Em um fundo de gestão ativa isso importa muito mais do que parece. O CPSH11 não nasceu para comprar meia dúzia de shoppings e ficar vinte anos olhando para eles. O regulamento permite comprar, vender, aumentar participação, reduzir exposição e reciclar patrimônio.

Então eu preciso confiar menos numa fotografia do portfólio e mais na capacidade da gestão de continuar tomando decisões razoáveis.

Para não misturar métricas, eu revisei esse ponto usando uma única base: a planilha da ANBIMA de junho de 2026. Nela, a Capitânia aparece com R$ 12,49 bilhões em FIIs e R$ 21,52 bilhões no total da casa. Ou seja, o número de FIIs é um pedaço do total, não um valor concorrente com ele.

Quando ordenamos apenas o patrimônio em FIIs, a Capitânia aparece na 6ª posição naquele recorte de junho. Em português simples: estamos falando de uma das seis maiores gestoras de FIIs do Brasil por patrimônio sob gestão naquela fotografia da ANBIMA.

Ranking ANBIMA de gestores de FIIs em junho de 2026, com a Capitânia na sexta posição
Usei aqui só o patrimônio em FIIs. Isso evita a confusão entre “quanto a casa administra no total” e “quanto ela administra especificamente em fundos imobiliários”.
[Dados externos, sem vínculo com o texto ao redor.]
PR #420, opened 2015-02-03
Create model foreign key matching type of opposite part of relation (even if it has a custom field type)

aol-nnov:
Initially this fix was proposed in strongloop/loopback-connector-postgresql#57 but @raymondfeng advised to move it into loopback-datasource-juggler.
So, here it is. :)

### DIFF
--- a/.editorconfig
+++ b/.editorconfig
@@ -1,0 +1,13 @@
+# editorconfig.org
+root = true
+
+[*]
+indent_style = space
+indent_size = 2
+end_of_line = lf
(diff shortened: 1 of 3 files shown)


slnode:

aol-nnov:
@raymondfeng sorry for the delay - a bit busy here... I will add the testcase asap today or tomorrow.

aol-nnov:
@raymondfeng here it is, finally ;)

raymondfeng:
ok to test.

Isso não prova que a gestão vai acertar o próximo shopping. Tamanho nunca foi sinônimo automático de competência.

O que esse número muda para mim é outra coisa: eu não estou colocando 15% da carteira da Sarah nas mãos de uma equipe improvisada que apareceu junto com o fundo em 2023. Existe uma estrutura anterior ao CPSH11, com escala, histórico e capacidade de tocar uma carteira grande de FIIs.

FIIs sob gestãoR$ 12,49 biValor da Capitânia em FIIs no ranking ANBIMA de jun/26.
Total do CPSHR$ 1,425 biConsiderando o patrimônio segundo relatório maio/2026.
Posição no ranking FII6º lugarQuando ordenamos apenas a coluna de FIIs.
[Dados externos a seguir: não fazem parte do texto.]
PR #424, opened 2015-02-04
Update dao.js

siddhant-mohan:
In function done callback was called with er object instead of err.

https://github.com/strongloop/loopback-datasource-juggler/issues/425


slnode:

raymondfeng:
Thank you for the patch. I fixed the issue before I saw this PR. See https://github.com/strongloop/loopback-datasource-juggler/commit/79eabf3cf97b5db3aaf257986f3258a984fcb4cc

PR #430, opened 2015-02-05
Return 400 when client provides an incorrect value

PradnyaBaviskar:
to / @bajtos,
Made following changes...
1) Set status code to 400, when client provides incorrect value.
2) Added test cases to verify the change.

Related: #709

Can you please review?


bajtos:
Merged, thank you for the contribution.

PR #431, opened 2015-02-05
Fix the perf around should.not.equal for complex objects

raymondfeng:
/to @bajtos 

The PR fixes the performance issue by providing a custom message to `should.not.equal` calls. The `should` module always asserts the `equal` first, creates an `AssertionError`, and then tests the `not` condition. See See https://github.com/shouldjs/should.js/blob/master/lib/assertion.js#L47-L68. For complex objects, the [getMessage](https://github.com/shouldjs/should.js/blob/master/lib/assertion.js#L202-L208) is very expensive. It takes more than 4 seconds for a `DataSource` object that has references to many models.

I'll create an issue to should.js too.

### DIFF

Depois eu quis enxergar o que exatamente uma cota compra

Essa é uma forma de tirar o fundo do abstrato. Em vez de olhar só para o ticker, eu prefiro imaginar uma nota de R$ 100 sendo espalhada entre os shoppings.

Para fazer isso usei o NOI que é o resultado operacional do shopping, grosso modo, o que o imóvel gera depois de pagar as contas da própria operação. O quadro abaixo transforma essa composição numa nota de R$ 100,00. É bem mais fácil de enxergar assim.

Quadro didático mostrando a cada 100 reais investidos no CPSH11 quanto está alocado em cada shopping do fundo
Base principal: composição por NOI de maio/2026, ajustada proporcionalmente para incluir a entrada projetada do Shopping Curitiba. Os valores foram arredondados para fechar uma nota de R$ 100 e facilitar a visualização.

Traduzindo em português bem simples: a maior parte do dinheiro ainda está concentrada em poucos ativos, especialmente Midway Mall, Parque Shopping Dom Pedro e Iguatemi Alphaville. Isso não me incomoda sozinho. O que eu quero é saber se esses ativos são bons o bastante para justificar essa concentração.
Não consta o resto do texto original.